In spite of her apparent embarrassment she quickly accepted. As I cut up her meal into bite-sized pieces we began to talk. She told me how she’d broken her wrist and how frustrated she was with the way her injury had limited her ability to do the most menial of tasks. She complained that the break was mending much slower than she’d expected, and couldn’t understand why. So I asked her if she’d prayed for healing. She stared blankly at me for a minute. Then, with a bewildered look on her face she said, “You know, it had never occurred to me to pray for myself. I go to church. I believe in God and I often pray for other people. But praying for my own healing has never crossed my mind.” Her voice was filled with such a deep sadness that I knew that she was losing hope.

So I asked if she would mind if I prayed with her. She reached over her plate and grabbed my hand without hesitation and bowed her head to pray. In the midst of the commotion we talked to God together, and asked Him to relieve her of pain and to heal her. She squeezed my hand as tears of relief ran down her cheeks. Before leaving the table at the end of the meal, my prayer partner hugged me, turned around, and walked away with renewed hope in her eyes. I have never seen her again.

Sadly, this sweet woman is not the only one who is guilty of overlooking the obvious. Prayer should be a Christian’s first line of defense during times of trouble and should come as naturally, and as often, as breathing. Curiously, it is often the last measure taken. Why is that? Could it be that there is a misconception about what prayer is? Do people think that there is a particular method involved when approaching God in prayer? Or, like her, do we think ourselves selfish if we pray for what we need? Scripture tells us that ‘we don’t get because we don’t ask’. But when we do, let’s remember to speak to God from the depths of our hearts, not only from our mouths and trust that whatever He chooses to do for us is best.
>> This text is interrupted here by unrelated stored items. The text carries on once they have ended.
PR #1339, opened 2021-06-11
Update hello_sky.md

Ionstream:
Added links to supporting information on `__EXPORT` and related concepts to help newer developers.

### DIFF
--- a/en/modules/hello_sky.md
+++ b/en/modules/hello_sky.md
@@ -94,7 +94,15 @@ This consists of a single *C* file and a *cmake* definition (which tells the too
      `PX4_INFO` is the equivalent of `printf` for the PX4 shell (included from **px4_platform_common/log.h**).
      There are different log levels: `PX4_INFO`, `PX4_WARN`, `PX4_ERR`, `PX4_DEBUG`.
      Warnings and errors are additionally added to the [ULog](../dev_log/ulog_file_format.md) and shown on [Flight Review](https://logs.px4.io/).
-	 :::
+     :::
+     
+     :::tip `__EXPORT` keyword is an extension of the C/C++ standard that exports the compiled object file to the linker. The object file comes from the .cpp source file that was written; it is C/C++ code translated into machine code by the compiler. 
+     
+     Each .c/.cpp file is translated into it's own object file,typically named as object.o or object.obj. A linker is a program which combines the compiled object file and referenced libraries into a single executable.
+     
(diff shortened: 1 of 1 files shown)


en/modules/hello_sky.md
```diff
@@ -94,7 +94,15 @@ This consists of a single *C* file and a *cmake* definition (which tells the too
      `PX4_INFO` is the equivalent of `printf` for the PX4 shell (included from **px4_platform_common/log.h**).
      There are different log levels: `PX4_INFO`, `PX4_WARN`, `PX4_ERR`, `PX4_DEBUG`.
      Warnings and errors are additionally added to the [ULog](../dev_log/ulog_file_format.md) and shown on [Flight Review](https://logs.px4.io/).
-	 :::
+     :::
```
hamishwillee, line 97: Thanks @Ionstream. Hmmm. While I encourage better explanations for new people wanting to join the domain, I wasn't thinking of "beginner C/C++ programmer". More of somewhat experienced C/C++ programmers who don't necessarily know NuttX and our particular use of Cmake etc. In other words, people who know how to code, but not the domain. 

I'm open to help complete beginners, but they aren't the main audience because coding for dangerous flying robots is perhaps not the best starting point. I'm also a bit wary that this kind of information will irritate people who know what they are doing.

Upshot I don't think we want this here. What it does tell us is that we are missing the context of "what is a developer",  "what do you need to know before starting" in http://docs.px4.io/master/en/dev_setup/getting_started.html. We might consider a set of links for beginner programmers at that point.

hamishwillee: PS by way of example, note that above we say "The main function must be named `<module_name>_main` and exported from the module as shown.". That's a convention that a new programmer to the domain needs to know.

Ionstream: Ah I see, I had a feeling that beginners weren't your target audience, for reasons that I completely understand. If that's case, I think we should drop the changes.

I suppose it's a good thing that I managed to move through the docs at the moment, because it means that there are sufficient starting points for newbies to work from. I'm already keeping personal notes separately over on gitbook, so there's a reference to start from if we want to figure out what's confusing to beginners.

Ionstream: @hamishwillee I've put the link [here](https://app.gitbook.com/@limryan96/s/jetson-nano-docs/px4-development/hello-sky), in case my notes might help you assess the newbie situation better.

hamishwillee:
Thanks @Ionstream - really appreciate your help on this.

PR #1343, opened 2021-06-13
Update cuav_v5.md

hany606:
Change Nuttx to the correct url: https://nuttx.apache.org/

This url is indeed in many pages in the documentation, and if this was really a wrong url in the documentation, is there an easy way to change all the urls instead of manually changing them?


mrpollo:
Perhaps a massive search and replace, but might be dangerous and not something to take on lightly, a one by one approach seems the most sensible to me. What do you think @hamishwillee ?

hamishwillee:
Thanks for this. Yes, I did a search and replace in #1344. It is fairly safe as long as you're careful.

hany606:
Thank you @mrpollo @hamishwillee

PR #1347, opened 2021-06-15
Update building_px4.md

Ionstream:
Added instructions for fixing "Visual Studio Code is unable to watch for file changes in this large workspace".


hamishwillee:
Thanks @Ionstream 

There is nothing wrong with this. However it occurs to me that perhaps people are more likely to expect vs code info in http://docs.px4.io/master/en/dev_setup/vscode.html ?

Do perhaps we should add a troubleshooting section to VSCode with this and any other VSCode specfic issues, and then in this page have a note cross linking to the VSCode troubleshooting section. What do you think?

hamishwillee:
In case you missed my note :-). Please see https://github.com/PX4/PX4-user_guide/pull/1347#issuecomment-861891799

Ionstream:
Ooops, I forgot to reply here. I think your suggestion does add some extra flexibility or means to return a "search hit" for users, so its a good idea to add it in. I'll go update the PR.

hamishwillee:
Thanks!

Ionstream:
@hamishwillee Done!

hamishwillee:
Thanks! Merged.

PR #1351, opened 2021-06-16
Separate out Failure Injection

hamishwillee:
This allows it to be evolved separately of simulation topics, which makes sense as it is intended to be supported on real hardware/flight eventually.

@julianoes I will merge this, but would appreciate your sanity check.

### DIFF
--- a/en/debug/failure_injection.md
+++ b/en/debug/failure_injection.md
@@ -1,0 +1,49 @@
+# System Failure Injection
+
+System failure injection allows you to cause different types of sensor and system failures using the [MAVLink shell](../debug/mavlink_shell.md#mavlink-shell) or other PX4 console.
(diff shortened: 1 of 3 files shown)


en/debug/failure_injection.md
```diff
@@ -0,0 +1,49 @@
+# System Failure Injection
+
+System failure injection allows you to cause different types of sensor and system failures using the [MAVLink shell](../debug/mavlink_shell.md#mavlink-shell) or other PX4 console.
```
julianoes, line 3: Or MAVSDK failure plugin: https://mavsdk.mavlink.io/main/en/cpp/api_reference/classmavsdk_1_1_failure.html

julianoes (commented):
Awesome, thanks @hamishwillee!

en/debug/failure_injection.md
hamishwillee: Thanks. that makes quite a bit of difference :-). Fixed in https://github.com/PX4/PX4-user_guide/pull/1354

PR #1354, opened 2021-06-17
Failure injection improvements and link fixes

hamishwillee:
Updates following feedback.

FYI @julianoes

### DIFF
--- a/en/debug/failure_injection.md
+++ b/en/debug/failure_injection.md
@@ -1,10 +1,9 @@
 # System Failure Injection
 
-System failure injection allows you to cause different types of sensor and system failures using the [MAVLink shell](../debug/mavlink_shell.md#mavlink-shell) or other PX4 console.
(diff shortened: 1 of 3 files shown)


en/debug/failure_injection.md
```diff
@@ -29,12 +53,12 @@ where:
   - `wrong`: Publish invalid values (that still look reasonable/aren't "garbage").
   - `slow`: Publish at a reduced rate.
   - `delayed`: Publish valid data with a significant delay.
-  - `intermittent`: Publish intermittently. 
+  - `intermittent`: Publish intermittently (sometimes correct, sometimes incorrect).
```
julianoes, line 56: This was correct before.

julianoes (commented):
One nitpick, the rest is good.

en/debug/failure_injection.md
hamishwillee: Thanks @julianoes . The thing is, that I rewrote this after looking at Mavsdk docs :-). Publish intermittently is a little ambigous. Does it mean publish right for 20 seconds then stop for 5 seconds, or what?

I guess what I'm saying is that I'm not sure this is all that useful without detail. I'd also want a log entry probably to tell me about each failure, so I could have an easy way to work out where things are failing due to this feature.

hamishwillee: Oh, and I will revert :-)

julianoes: Intermittently means it's publishing, and then it's not, and then it's publishing again. Basically a lose wire.

PR #1381, opened 2021-06-24
Update mRo Neo-M8N Dual Compass GPS

mrpollo:
The GPS previously using IST8310 has been deprecated in favor of the mRo GPS u-Blox Neo-M8N IST8308


hamishwillee:
Thanks for the fix!

PR #1394, opened 2021-07-11
Fix link for typhoon_h480 range finder

Jaeyoung-Lim:
**Problem Description**
This fixes the link for the `typhoon_h480` range finder


bkueng (approved):
Thanks

PR #1396, opened 2021-07-12
add events interface page

bkueng:
From https://github.com/PX4/PX4-Autopilot/pull/17479

PX4-specific usage docs, the protocol itself will be documented in MAVLink.

@julianoes fyi

### DIFF
--- a/en/concept/events_interface.md
+++ b/en/concept/events_interface.md
@@ -1,0 +1,128 @@
+# Events Interface
+
+The *Events Interface* provides a system-wide API to inform a user about certain events.
+It is meant to replace existing usage of `mavlink_log_*` calls.
+
+## Usage
+### Basic
+To use the API, add this include:
+```cpp
+#include <px4_platform_common/events.h>
+```
+And then define and send the event from the desired code location:
+```cpp
+events::send(events::ID("mymodule_test"), events::Log::Info, "Test Message");
+```
+
+#### Backward compatibility
+For older GCS versions without events interface support, PX4 currently sends out all events also as `mavlink_log_*` `STATUSTEXT` message.
+In addition, the message must be tagged with an appended tab (`\t`) so that newer GCS's can ignore that and only show the event.
+
+So whenever adding an event, be sure to also add a `mavlink_log_` call. For example:
+```cpp
+mavlink_log_info(mavlink_log_pub, "Test Message\t");
+events::send(events::ID("mymodule_test"), events::Log::Info, "Test Message");
+```
+All such `mavlink_log_` calls will be removed after the next release.
+
+### Detailed
+The above is a minimal example, this is a more extensive one:
+```cpp
+uint8_t arg1 = 0;
+float arg2 = -1.f;
+/* EVENT
+ * @description
+ * This is the detailed event description.
+ *
+ * - value of arg1: {1}
+ * - value of arg2: {2:.1}
+ *
+ * <profile name="dev">
+ * (This paragraph is only meant to be shown to developers).
+ * This behavior can be configured with the parameter <param>COM_EXAMPLE</param>.
+ * </profile>
+ *
+ * Link to documentation: <a>https://docs.px4.io</a>
+ */
+events::send<uint8_t, float>(events::ID("event_name"),
+	{events::Log::Error, events::LogInternal::Info}, "Event Message", arg1, arg2);
+```
+
+Explanations and requirements:
+- `/* EVENT`: this is an indicator for the parser that there is additional metadata following as comment.
+- **event_name**: the event name.
+  - must be unique within the whole source code of PX4.
+    As a general convention, prefix it with the module name, or the source file for larger modules.
+  - must be a valid variable name, i.e. must not contain spaces, colons, etc.
+  - from that name, a 24 bit event ID is derived using a hash function.
+    This means as long as the event name stays the same, the ID is as well.
+- **Log Level**:
+  - valid log levels are (in descending importance):
+    ```
+	Emergency,
+	Alert,
+	Critical,
+	Error,
+	Warning,
+	Notice,
+	Info,
+	Debug,
+	Disabled,
+	```
+  - It is possible to specify an internal log level (for the log file) that is different from the external (that is shown to the GCS user).
+    By default (if only a single log level is passed), both are the same, which is the majority of the use-cases.
+	However in some cases it makes sense to have two different log levels, for example an RTL failsafe action: the user should see it as Warning/Error, whereas in the log, it is an expected system response, so it can be set to Info.
+- **Event Message**:
+  - Single-line, short description of the event. It may contain arguments (see below).
+- **Event Description**:
+  - detailed, optional event description.
+  - can be multiple lines/paragraphs.
+
+#### Arguments and Enums
+Events can have a fixed set of arguments that can be shown in the message or description.
+
+Valid types: `uint8_t`, `int8_t`, `uint16_t`, `int16_t`, `uint32_t`, `int32_t`, `uint64_t`, `int64_t` and `float`.
+
+It is also possible to define and use custom enumerations.
+These are defined in [src/lib/events/enums.json](https://github.com/PX4/PX4-Autopilot/blob/master/src/lib/events/enums.json), and can then be used as event argument in the form of `events::send<events::px4::enums::my_enum_t>(...)`.
+
+#### Text format
+Text format for event message description:
+- characters can be escaped with \\
+
+  These have to be escaped: '\\\\', '\\<', '\\{'.
+- supported tags:
+  - Profiles: `<profile name="[!]NAME">CONTENT</profile>`
+
+    `CONTENT` will only be shown if the name matches the configured profile.
+	This can be used for example to hide developer information from end-users.
+  - URLs: `<a [href="URL"]>CONTENT</a>`.
+    If href is not set, use `CONTENT` as `URL`
+  - Parameters: `<param>PARAM_NAME</param>`
+  - no nested tags of the same type are allowed
+- arguments: following python syntax, with 1-based indexing (instead of 0)
+  - general form: `{ARG_IDX[:.NUM_DECIMAL_DIGITS][UNIT]}`
+
+    UNIT:
+      - m: horizontal distance in meters
+      - m_v: vertical distance in meters
+      - m^2: area in m^2
+      - m/s: speed in m/s
+      - C: temperature in degrees celcius
+
+## Logging
+Events are logged according to the internal log level, and [Flight Review](../log/flight_review.md) displays events.
+
+:::note
+Flight review downloads metadata based on PX4 master, so if a definition is not yet on master, it will only be able to display the event ID.
+:::
+
+
+## Implementation
+During build, only the event ID, log level(s) and arguments (if any) are added to the binary by the compiler.
+At the same time, a python script scans the whole source code for event calls, extracts the metadata and assembles a JSON metadata file.
+
+As for parameter metadata, the events metadata is [compiled into the firmware](../advanced/parameters_and_configurations.md#publishing-parameter-metadata-to-a-gcs),
+and made available to ground stations via the [MAVLink Component Information service](https://mavlink.io/en/services/component_information.html).
+
+
--- a/en/concept/events_interface.md
+++ b/en/concept/events_interface.md
@@ -124,6 +124,7 @@ Text format for event message description:
       - C: temperature in degrees celcius
 
 ## Logging
+
 Events are logged according to the internal log level, and [Flight Review](../log/flight_review.md) displays events.
 
 :::note
@@ -132,9 +133,14 @@ Flight review downloads metadata based on PX4 master, so if a definition is not 
 
 
 ## Implementation
-During build, only the event ID, log level(s) and arguments (if any) are added to the binary by the compiler.
+
+During PX4 build, only the event ID, log level(s) and arguments (if any) are added to the binary by the compiler.
+
 At the same time, a python script scans the whole source code for event calls, extracts the metadata and assembles a JSON metadata file.
 
-As for parameter metadata, the events metadata is [compiled into the firmware](../advanced/parameters_and_configurations.md#publishing-parameter-metadata-to-a-gcs), and made available to ground stations via the [MAVLink Component Information service](https://mavlink.io/en/services/component_information.html).
+### Publishing Event Metadata to a GCS
 
+The event metadata JSON file is compiled into firmware, and made available to ground stations via the [MAVLink Component Information service](https://mavlink.io/en/services/component_information.html).
+This ensures that metadata is always up-to-date with the code running on the vehicle.
 
+This process is the same as for [parameter metadata](../advanced/parameters_and_configurations.md#publishing-parameter-metadata-to-a-gcs)
--- a/en/concept/events_interface.md
+++ b/en/concept/events_interface.md
@@ -95,8 +95,9 @@ Events can have a fixed set of arguments that can be shown in the message or des
 
 Valid types: `uint8_t`, `int8_t`, `uint16_t`, `int16_t`, `uint32_t`, `int32_t`, `uint64_t`, `int64_t` and `float`.
 
-It is also possible to define and use custom enumerations.
-These are defined in [src/lib/events/enums.json](https://github.com/PX4/PX4-Autopilot/blob/master/src/lib/events/enums.json), and can then be used as event argument in the form of `events::send<events::px4::enums::my_enum_t>(...)`.
+You can also use enumerations as arguments:
+- PX4-specific/custom enumerations for events should be defined in [src/lib/events/enums.json](https://github.com/PX4/PX4-Autopilot/blob/master/src/lib/events/enums.json), and can then be used as event argument in the form of `events::send<events::px4::enums::my_enum_t>(...)`.
+- MAVLink "common" events are defined in [mavlink/libevents/events/common.json](https://github.com/mavlink/libevents/blob/master/events/common.json) and can be used as event argument in the form of `events::send<events::common::enums::my_enum_t>(...)`.
 
 #### Text format
 
--- a/en/concept/events_interface.md
+++ b/en/concept/events_interface.md
@@ -15,6 +15,7 @@ events::send(events::ID("mymodule_test"), events::Log::Info, "Test Message");
 ```
 
 #### Backward compatibility
+
 For older GCS versions without events interface support, PX4 currently sends out all events also as `mavlink_log_*` `STATUSTEXT` message.
 In addition, the message must be tagged with an appended tab (`\t`) so that newer GCS's can ignore that and only show the event.
 
@@ -26,6 +27,7 @@ events::send(events::ID("mymodule_test"), events::Log::Info, "Test Message");
 All such `mavlink_log_` calls will be removed after the next release.
 
 ### Detailed
+
 The above is a minimal example, this is a more extensive one:
 ```cpp
 uint8_t arg1 = 0;
@@ -55,7 +57,7 @@ Explanations and requirements:
     As a general convention, prefix it with the module name, or the source file for larger modules.
   - must be a valid variable name, i.e. must not contain spaces, colons, etc.
   - from that name, a 24 bit event ID is derived using a hash function.
-    This means as long as the event name stays the same, the ID is as well.
+    This means as long as the event name stays the same, so will the ID.
 - **Log Level**:
   - valid log levels are (in descending importance):
     ```
@@ -69,16 +71,19 @@ Explanations and requirements:
 	Debug,
 	Disabled,
 	```
-  - It is possible to specify an internal log level (for the log file) that is different from the external (that is shown to the GCS user).
-    By default (if only a single log level is passed), both are the same, which is the majority of the use-cases.
-	However in some cases it makes sense to have two different log levels, for example an RTL failsafe action: the user should see it as Warning/Error, whereas in the log, it is an expected system response, so it can be set to Info.
+  - Above we specify a separate external and internal log level, which are the levels displayed to GCS users and in the log file, respectively: `{events::Log::Error, events::LogInternal::Info}`.
+    For the majority of cases you can pass a single log level, and this will be used for both exernal and internal cases.
+	There are cases it makes sense to have two different log levels.
+	For example an RTL failsafe action: the user should see it as Warning/Error, whereas in the log, it is an expected system response, so it can be set to `Info`.
 - **Event Message**:
-  - Single-line, short description of the event. It may contain arguments (see below).
+  - Single-line, short description of the event.
+    It may contain arguments (see below).
 - **Event Description**:
   - detailed, optional event description.
   - can be multiple lines/paragraphs.
 
 #### Arguments and Enums
+
 Events can have a fixed set of arguments that can be shown in the message or description.
 
 Valid types: `uint8_t`, `int8_t`, `uint16_t`, `int16_t`, `uint32_t`, `int32_t`, `uint64_t`, `int64_t` and `float`.
@@ -87,6 +92,7 @@ It is also possible to define and use custom enumerations.
 These are defined in [src/lib/events/enums.json](https://github.com/PX4/PX4-Autopilot/blob/master/src/lib/events/enums.json), and can then be used as event argument in the form of `events::send<events::px4::enums::my_enum_t>(...)`.
 
 #### Text format
+
 Text format for event message description:
 - characters can be escaped with \\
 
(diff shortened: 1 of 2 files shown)


en/concept/events_interface.md
```diff
@@ -0,0 +1,128 @@
...
+#include <px4_platform_common/events.h>
+```
+And then define and send the event from the desired code location:
+```cpp
+events::send(events::ID("mymodule_test"), events::Log::Info, "Test Message");
+```
+
+#### Backward compatibility
+For older GCS versions without events interface support, PX4 currently sends out all events also as `mavlink_log_*` `STATUSTEXT` message.
+In addition, the message must be tagged with an appended tab (`\t`) so that newer GCS's can ignore that and only show the event.
```
julianoes, line 19: Aha! :smile:

julianoes (approved):
Awesome!

hamishwillee:
Is this in PX4 v1.12?

en/concept/events_interface.md
```diff
@@ -0,0 +1,128 @@
...
+ * </profile>
+ *
+ * Link to documentation: <a>https://docs.px4.io</a>
+ */
+events::send<uint8_t, float>(events::ID("event_name"),
+	{events::Log::Error, events::LogInternal::Info}, "Event Message", arg1, arg2);
+```
+
+Explanations and requirements:
+- `/* EVENT`: this is an indicator for the parser that there is additional metadata following as comment.
```
hamishwillee, line 52: "the parser" - what parser?

en/concept/events_interface.md
```diff
@@ -0,0 +1,128 @@
...
+- **event_name**: the event name.
+  - must be unique within the whole source code of PX4.
+    As a general convention, prefix it with the module name, or the source file for larger modules.
+  - must be a valid variable name, i.e. must not contain spaces, colons, etc.
+  - from that name, a 24 bit event ID is derived using a hash function.
+    This means as long as the event name stays the same, the ID is as well.
```
hamishwillee, line 58: "the ID is as well." > "the ID will not change".

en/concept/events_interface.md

We are so accustomed to fighting our physical problems with a physical solution that we tend to overlook the most effective weapon we have at our disposal. Prayer. Instead of turning to God for help and guidance we run to people or struggle to overcome our ordeals alone. Some things are beyond the scope of our human capabilities and out of our control. For God…nothing is impossible.

So, whenever we are attacked by physical problems or begin to fret and worry about things that we can’t figure out, let’s focus on God’s ability to do what we can’t. Let’s thank Him for resolving our situation before we see it happen. It is easy to thank God when things are going right. Faith is not just a matter of believing in God. Faith is believing in what we hope for…even when all the cards are stacked up against it ever happening.

Christian’s have a direct line to God through Christ. The same way we share our concerns, joys and sorrows with those we love, we can share these things with God. There is no method to the way we talk to our loved ones. Why should it be any different with God? He wants to get involved in our lives–but He won’t if we don’t want Him to.

Martin Luther once said “Pray, and let God worry. Good advice.